# [Aim of the task]
Copy word for word the lines from the start of the records through the line that contains "mikerodonnell89, line 6: Shouldn't", both included.

# [Task input]
==========
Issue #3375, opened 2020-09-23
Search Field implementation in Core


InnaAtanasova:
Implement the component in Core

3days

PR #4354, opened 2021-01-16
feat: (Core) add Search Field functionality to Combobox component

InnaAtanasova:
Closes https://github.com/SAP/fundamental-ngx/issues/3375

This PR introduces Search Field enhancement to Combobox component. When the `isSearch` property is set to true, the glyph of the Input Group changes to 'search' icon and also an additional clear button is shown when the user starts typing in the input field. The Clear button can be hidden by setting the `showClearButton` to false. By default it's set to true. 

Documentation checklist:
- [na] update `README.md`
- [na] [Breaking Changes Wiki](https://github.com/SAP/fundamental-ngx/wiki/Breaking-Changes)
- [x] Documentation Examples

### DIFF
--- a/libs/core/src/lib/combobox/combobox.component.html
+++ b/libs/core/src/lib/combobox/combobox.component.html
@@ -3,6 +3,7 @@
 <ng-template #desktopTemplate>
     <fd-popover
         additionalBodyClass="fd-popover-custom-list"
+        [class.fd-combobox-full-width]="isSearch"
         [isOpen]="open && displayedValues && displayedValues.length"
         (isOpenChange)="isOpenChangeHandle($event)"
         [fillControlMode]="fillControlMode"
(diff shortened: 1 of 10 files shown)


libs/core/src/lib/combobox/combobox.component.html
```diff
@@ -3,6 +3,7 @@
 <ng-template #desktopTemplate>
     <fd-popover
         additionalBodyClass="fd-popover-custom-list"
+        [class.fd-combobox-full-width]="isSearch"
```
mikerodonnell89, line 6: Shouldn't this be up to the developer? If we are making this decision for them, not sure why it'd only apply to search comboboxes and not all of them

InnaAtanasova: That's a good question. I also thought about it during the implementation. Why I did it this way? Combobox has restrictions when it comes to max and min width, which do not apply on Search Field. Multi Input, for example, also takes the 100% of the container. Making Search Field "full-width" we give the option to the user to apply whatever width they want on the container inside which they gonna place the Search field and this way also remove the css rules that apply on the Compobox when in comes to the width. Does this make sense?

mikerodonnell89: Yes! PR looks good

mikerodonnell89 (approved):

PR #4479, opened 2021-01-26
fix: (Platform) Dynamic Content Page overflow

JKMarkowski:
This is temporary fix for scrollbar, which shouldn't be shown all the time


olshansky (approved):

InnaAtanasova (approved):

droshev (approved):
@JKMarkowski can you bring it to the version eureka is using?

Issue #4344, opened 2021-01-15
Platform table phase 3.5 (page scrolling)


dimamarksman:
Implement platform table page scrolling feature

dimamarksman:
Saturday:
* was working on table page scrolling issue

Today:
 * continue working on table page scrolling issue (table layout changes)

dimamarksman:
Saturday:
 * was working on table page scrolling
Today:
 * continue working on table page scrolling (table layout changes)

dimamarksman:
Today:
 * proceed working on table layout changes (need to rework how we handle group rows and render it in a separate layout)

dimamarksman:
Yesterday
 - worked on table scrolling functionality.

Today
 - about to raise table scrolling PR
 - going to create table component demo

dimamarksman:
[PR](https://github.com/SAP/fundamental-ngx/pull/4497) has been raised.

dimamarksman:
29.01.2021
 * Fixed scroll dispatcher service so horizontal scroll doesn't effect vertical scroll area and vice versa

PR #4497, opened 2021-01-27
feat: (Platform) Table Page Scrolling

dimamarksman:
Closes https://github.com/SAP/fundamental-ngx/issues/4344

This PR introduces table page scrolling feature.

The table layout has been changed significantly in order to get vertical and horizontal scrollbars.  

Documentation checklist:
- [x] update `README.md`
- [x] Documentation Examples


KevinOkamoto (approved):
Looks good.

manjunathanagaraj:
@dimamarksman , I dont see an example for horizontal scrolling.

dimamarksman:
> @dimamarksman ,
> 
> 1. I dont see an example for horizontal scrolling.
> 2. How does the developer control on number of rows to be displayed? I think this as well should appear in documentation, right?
==========
# [Response to the exercise]
Issue #3375, opened 2020-09-23
Search Field implementation in Core


InnaAtanasova:
Implement the component in Core

3days

PR #4354, opened 2021-01-16
feat: (Core) add Search Field functionality to Combobox component

InnaAtanasova:
Closes https://github.com/SAP/fundamental-ngx/issues/3375

This PR introduces Search Field enhancement to Combobox component. When the `isSearch` property is set to true, the glyph of the Input Group changes to 'search' icon and also an additional clear button is shown when the user starts typing in the input field. The Clear button can be hidden by setting the `showClearButton` to false. By default it's set to true. 

Documentation checklist:
- [na] update `README.md`
- [na] [Breaking Changes Wiki](https://github.com/SAP/fundamental-ngx/wiki/Breaking-Changes)
- [x] Documentation Examples

### DIFF
--- a/libs/core/src/lib/combobox/combobox.component.html
+++ b/libs/core/src/lib/combobox/combobox.component.html
@@ -3,6 +3,7 @@
 <ng-template #desktopTemplate>
     <fd-popover
         additionalBodyClass="fd-popover-custom-list"
+        [class.fd-combobox-full-width]="isSearch"
         [isOpen]="open && displayedValues && displayedValues.length"
         (isOpenChange)="isOpenChangeHandle($event)"
         [fillControlMode]="fillControlMode"
(diff shortened: 1 of 10 files shown)


libs/core/src/lib/combobox/combobox.component.html
```diff
@@ -3,6 +3,7 @@
 <ng-template #desktopTemplate>
     <fd-popover
         additionalBodyClass="fd-popover-custom-list"
+        [class.fd-combobox-full-width]="isSearch"
```
mikerodonnell89, line 6: Shouldn't this be up to the developer? If we are making this decision for them, not sure why it'd only apply to search comboboxes and not all of them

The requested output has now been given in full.